#### EXERCISE AIM:
Give back all of the data exactly.

*** Opening of TASK MATERIAL ***

PR #201, opened 2025-03-12
fix(installer): Adapt installer script for prod builds

miabatta:
The existing script to build the Blender installer needs some revisions to work correctly for production builds.

- Removed `install_builder_location` as a universally required argument; instead it is recommended for local builds only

*** Close of TASK MATERIAL ***

#### TASK OUTPUT:
PR #201, opened 2025-03-12
fix(installer): Adapt installer script for prod builds

miabatta:
The existing script to build the Blender installer needs some revisions to work correctly for production builds.

- Removed `install_builder_location` as a universally required argument; instead it is recommended for local builds only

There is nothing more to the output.